BEGIN
PR #11018, opened 2024-01-29
Cleanup: Rename key_to_vol

masaori335:
Part of https://github.com/apache/trafficserver/issues/10628.

Rename `key_to_vol` to `key_to_stripe` because it's returning `Stripe *`.


src/iocore/cache/Cache.cc
```diff
@@ -1810,7 +1810,7 @@ rebuild_host_table(Cache *cache)
 
 // if generic_host_rec.vols == nullptr, what do we do???
```
brbzull0, line 1811: nit: gen_host_rec`.stripes` instead of `.vol`?

brbzull0 (approved):
Thanks :+1:

src/iocore/cache/Cache.cc
masaori335: Nice catch! Done.

brbzull0 (approved):

PR #11021, opened 2024-01-29
Ensure connection retry attempts can reach the config specified value

### LINKED ISSUE #11006: [9.2.x] Child not marking parent down when parent is not running
I noticed that when the parent is not running, the child is unable to mark the parent down. Based on default configs, the child should retry the connection to the parent three times ([proxy.config.http.connect_attempts_rr_retries](https://docs.trafficserver.apache.org/admin-guide/files/records.config.en.html#proxy-config-http-connect-attempts-rr-retries)) then if it is not successful, mark the parent down. However at the moment it is unable to try the connection three times and instead returns the 502 error on the first retry. 

To reproduce,

* Set up ats with a parent/child config
* Make an call to ATS when the parent is not running

jasmine-nahrain:
With the current logic, when `s->current.attempts = 1`, the if statement on line 3695 will always be false because 0 % anything is 0.
Removing the -1 so the if statement will only be false when the retry attempts number is reached.
Should close #11006

### DIFF
--- a/proxy/http/HttpTransact.cc
+++ b/proxy/http/HttpTransact.cc
@@ -3692,7 +3692,7 @@ HttpTransact::handle_response_from_parent(State *s)
       s->current.attempts++;
 
       // Are we done with this particular parent?
-      if ((s->current.attempts - 1) % s->txn_conf->per_parent_connect_attempts != 0) {
+      if (s->current.attempts % s->txn_conf->per_parent_connect_attempts != 0) {
         // No we are not done with this parent so retry
         HTTP_INCREMENT_DYN_STAT(http_total_parent_switches_stat);
         s->next_action = how_to_open_connection(s);


masaori335:
This is a 9.2.x specific issue and the master doesn't have it because of some refactoring, right?

bryancall:
This is related to #9620 that landed on master.

proxy/http/HttpTransact.cc
```diff
@@ -3692,7 +3692,7 @@ HttpTransact::handle_response_from_parent(State *s)
       s->current.attempts++;
 
       // Are we done with this particular parent?
-      if ((s->current.attempts - 1) % s->txn_conf->per_parent_connect_attempts != 0) {
+      if (s->current.attempts % s->txn_conf->per_parent_connect_attempts != 0) {
```
ywkaras, line 3695: Seems to match ATS 10:
https://github.com/apache/trafficserver/blob/f180ea2b6f25f6922c881b60d70cef68db1acac5/src/proxy/http/HttpTransact.cc#L3617

ywkaras (approved):

PR #11024, opened 2024-01-30
Reuse arena for header compression

maskit:
Having an arena in each function is wasteful and it's effectively allocating memory at all the places on every call. One arena for each connection should be enough.

### DIFF
--- a/include/proxy/http2/HPACK.h
+++ b/include/proxy/http2/HPACK.h
@@ -126,6 +126,9 @@ public:
   uint32_t size() const;
   void update_maximum_size(uint32_t new_size);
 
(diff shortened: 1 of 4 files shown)


brbzull0 (commented):
Changes looks good, just wondering if we should land this now or after https://github.com/apache/trafficserver/pull/10979

bryancall:
@brbzull0 It is ok to approve and land this PR before #10979

brbzull0 (approved):
Thanks!

brbzull0:
> @brbzull0 It is ok to approve and land this PR before #10979

sure! I didn't meant to block it! apporved! Thanks.

PR #11026, opened 2024-01-31
Move Doc struct to Doc.h

JosiahWI:
This splits out the `Doc` struct to its own header. The reason for doing this is to use the struct in `AggregateWriteBuffer.h` without introducing a direct circular dependency on `P_CacheVol.h`, but it seems good even as a standalone change so I'm PRing it separately. I moved some `#define`s that went along with the `Doc` struct as well.

The second commit in this PR adds a `self_type` alias to `Doc`. This might not have been necessary; I was looking for various things to clean up and did it while I was messing around.


masaori335 (dismissed):
Looks good.

masaori335:
[approve ci autest]

JosiahWI:
I heard some concerns from @cmcfarlen about putting moving this to a "public" header when it was in a "private" one before.

cmcfarlen (approved):

PR #13538, opened 2026-08-12
Fix records_yaml startup lookup race

bneradt:
The records_yaml AuTest intermittently reported that
proxy.config.diags.output.note was missing when a configuration
callback ran while startup was still registering metrics.
Metrics::find() returned the then-current end iterator for a miss, but
RecLookupRecord() compared it with a new end iterator. An intervening
registration made them differ and misread the missing string record as
a numeric metric.

This patch addresses the race by using the direct metrics lookup API,
which reports a miss without comparing two moving end positions. It also
adds a concurrent registration test that exercises string record lookups
during metric creation.

### DIFF
--- a/src/records/unit_tests/test_RecRegister.cc
+++ b/src/records/unit_tests/test_RecRegister.cc
@@ -17,11 +17,16 @@
    or implied. See the License for the specific language governing permissions and limitations under
    the License.
  */
+#include <atomic>
+#include <string>
+#include <thread>
+
 #include <catch2/catch_test_macros.hpp>
 #include "records/RecCore.h"
 #include "iocore/eventsystem/EventSystem.h"
 #include "iocore/eventsystem/RecProcess.h"
 #include "tscore/Layout.h"
+#include "tsutil/Metrics.h"
 #include "test_Diags.h"
 
 TEST_CASE("RecRegisterConfig - Type Dispatch", "[librecords][RecConfig]")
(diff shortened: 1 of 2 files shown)


src/records/unit_tests/test_RecRegister.cc
```diff
@@ -17,11 +17,16 @@
    or implied. See the License for the specific language governing permissions and limitations under
    the License.
  */
+#include <atomic>
+#include <string>
+#include <thread>
```
JosiahWI: Nit: it's better to include standard headers after local project headers to expose missing includes quickly.

src/records/unit_tests/test_RecRegister.cc
```diff
@@ -87,3 +92,43 @@ TEST_CASE("RecRegisterStat - Type Dispatch", "[librecords][RecStat]")
...
+  size_t lookup_count          = 0;
+
+  start.store(true, std::memory_order_release);
+  while (!finished.load(std::memory_order_acquire)) {
+    if (RecGetRecordStringAlloc(record_name) != record_value) {
+      all_lookups_succeeded = false;
+      break;
+    }
+    ++lookup_count;
+  }
```
JosiahWI: This loop can run 0 times in theory, which will fail the test. What was the intent here?

JosiahWI (changes requested):
The fix is good. I have a request for clarification on the concurrency test.

src/records/unit_tests/test_RecRegister.cc
bneradt: Done. Project headers now precede the standard-library headers.

src/records/unit_tests/test_RecRegister.cc
bneradt: Changed to a do/while loop so at least one lookup always occurs, and switched to unnamed Counter::createSpan(1) allocations to avoid the start spin and retaining 100,000 metric names.

JosiahWI (approved):
Thanks!

cmcfarlen:
Cherry-picked to the 10.2.x branch as 43e3d233d8c412ffb48c87a2041e97aefae749b6 for the 10.2.1 release.

PR #13533, opened 2026-08-11
Remove dead config records from NetHandler

brbzull0:
Three proxy.config.net.* records have been unregistered since their introduction in 2015 , so their callbacks never fired and the struct fields they wrote were never read. Removing them shifts default_inactivity_timeout to index 2; the bitset selecting per-thread dependent values is unaffected since those members keep indices 0 and 1. Assertions now pin the field offsets and the bitset width, both of which were previously implicit.

Fixes: #12933

PR #13543, opened 2026-08-13
Index NetHandler config by named enum

brbzull0:
follow up for https://github.com/apache/trafficserver/pull/13533.

Config was addressed as an array by advancing a pointer from its first member, and the update handler recovered the index by subtracting pointers to distinct members. Both are undefined behavior regardless of layout. Name the values instead so indexing is well defined, which also removes the layout assertions and the magic per-thread mask.

The index also arrives from an untyped event cookie, so give the enum a fixed underlying type: converting an out of range integer to an enumeration without one is undefined, which would defeat the check in operator[] before it could run. Scoping the enum keeps an int from silently becoming an index again.

The compiler checks the new switch for exhaustiveness but not for correctness, so add a test that every index reaches a distinct member. A case returning the wrong value would otherwise build cleanly and make a record update write to the wrong setting.

### DIFF
--- a/include/iocore/net/NetHandler.h
+++ b/include/iocore/net/NetHandler.h
@@ -24,8 +24,11 @@
 #pragma once
 
 #include <atomic>
-#include <cstddef>
-#include <type_traits>
+#include <bitset>
+#include <cstdint>
+#include <limits>
+
+#include "tscore/ink_assert.h"
 
 #include "iocore/eventsystem/Continuation.h"
 #include "iocore/eventsystem/EThread.h"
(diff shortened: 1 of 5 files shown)


src/iocore/net/UnixNet.cc
```diff
@@ -41,20 +41,12 @@ std::atomic<bool> net_memory_throttle = false;
...
-static_assert(PER_THREAD_DEPENDENT_CONFIG < (1ULL << NetHandler::CONFIG_ITEM_COUNT));
-} // end anonymous namespace
-
 NetHandler::Config                                     NetHandler::global_config;
 std::bitset<std::numeric_limits<unsigned int>::digits> NetHandler::active_thread_types;
-const std::bitset<NetHandler::CONFIG_ITEM_COUNT> NetHandler::config_value_affects_per_thread_value{PER_THREAD_DEPENDENT_CONFIG};
+/// The values @c NetHandler::configure_per_thread_values reads.
+const std::bitset<NetHandler::CONFIG_ITEM_COUNT> NetHandler::config_value_affects_per_thread_value{
+  (1U << static_cast<unsigned>(NetHandler::Config::Index::MAX_CONNECTIONS_IN)) |
+  (1U << static_cast<unsigned>(NetHandler::Config::Index::MAX_REQUESTS_IN))};
```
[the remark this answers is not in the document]
brbzull0: Took the 1ULL half . std::bitset's constructor takes unsigned long long anyway, so that's the right type to build the mask in.

I left out the static_assert. The case it guards is std::bitset silently dropping bits above its width, but that can't happen here anymore: the shift amounts are Config::Index enumerators, and every enumerator is by construction less than COUNT, which is exactly the width of the bitset (CONFIG_ITEM_COUNT). So the set bits are always in range.

That guard did earn its place in #13533, where the mask was a magic 0x3 with no connection to the struct it described and nothing tying the two together. Deriving the mask from named indices is what makes it redundant, so keeping it would preserve scaffolding for a problem the change removes. Happy to add it back if you'd rather have the belt and braces.

include/iocore/net/NetHandler.h
```diff
@@ -113,30 +116,38 @@ class NetHandler : public Continuation, public EThread::LoopTailHandler
...
   struct Config {
+    /// Identifies a config value, so an update can name it instead of passing a pointer.
+    /// @note The underlying type is fixed and must not be narrowed. The index arrives as
+    /// an untyped event cookie, and a value that wrapped would look like a valid index.
+    enum class Index : int {
+      MAX_CONNECTIONS_IN,
+      MAX_REQUESTS_IN,
+      DEFAULT_INACTIVITY_TIMEOUT,
+      COUNT ///< Number of config values, not a valid index.
+    };
```
JosiahWI, line 127: The bitset initialization would be simpler if you set the enumeration values to powers of two. What you did is good - just throwing the idea out there.

src/iocore/net/unit_tests/test_NetHandler.cc
```diff
@@ -0,0 +1,60 @@
...
+  limitations under the License.
+ */
+
+#include <catch2/catch_test_macros.hpp>
+
+#include <cstddef>
+#include <cstdint>
+#include <set>
+
+#include "iocore/net/NetHandler.h"
```
JosiahWI, line 30: Nit: order should be local headers, then third party headers, then standard headers, to expose missing includes early.

JosiahWI (approved):
Great fix. Thanks for working on this!

include/iocore/net/NetHandler.h
brbzull0: i'll be doing some more work here in the short term, I may re-think this. thanks mate.

PR #13546, opened 2026-08-13
Honor valueless max-stale requests

bneradt:
A valueless Cache-Control: max-stale directive permits clients to
accept responses stale by any amount. Header cooking instead discarded
the directive, causing ATS to revalidate an otherwise acceptable cached
response.

Commit d3196a87a28a64bfd26a0a721ccc24305fe8cc0b ("Ignore malformed
Cache-Control directives per RFC 7234", #12670) introduced the
regression by treating every numeric directive without an equals sign
as malformed.

This patch represents valueless max-stale with the existing unlimited
sentinel and adds parser and end-to-end regression coverage.


bneradt:
Backport note: this change is only needed on master. The 10.x branches already handle valueless max-stale correctly, so no 10.x backport is necessary.

moonchen (approved):

PR #13547, opened 2026-08-13
Add percentage limit for stale cache age

### LINKED ISSUE #12252: Feature request: Add % max_stale_age config
Our proxy.config.http.cache.max_stale_age is currently a number of seconds. The shorter the ttl, the larger the percentage of potential stale time. For instance, the default 7 day max_stale_age would be 700% of a 1 day ttl; and obviously grows the shorter the ttl. Conversely, the default is only 25% of a 1 month ttl and 2% of a 1 year percent. It's much safer to allow an object with 1yr ttl to be served an extra 2% than to allow an 1hr ttl object to be served for so long.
END
*What the task asks*: The lines to report are those in the material above that contain the word "instead"; copy every one of them.

*Final answer*:
brbzull0, line 1811: nit: gen_host_rec`.stripes` instead of `.vol`?
I noticed that when the parent is not running, the child is unable to mark the parent down. Based on default configs, the child should retry the connection to the parent three times ([proxy.config.http.connect_attempts_rr_retries](https://docs.trafficserver.apache.org/admin-guide/files/records.config.en.html#proxy-config-http-connect-attempts-rr-retries)) then if it is not successful, mark the parent down. However at the moment it is unable to try the connection three times and instead returns the 502 error on the first retry. 
Config was addressed as an array by advancing a pointer from its first member, and the update handler recovered the index by subtracting pointers to distinct members. Both are undefined behavior regardless of layout. Name the values instead so indexing is well defined, which also removes the layout assertions and the magic per-thread mask.
+    /// Identifies a config value, so an update can name it instead of passing a pointer.
accept responses stale by any amount. Header cooking instead discarded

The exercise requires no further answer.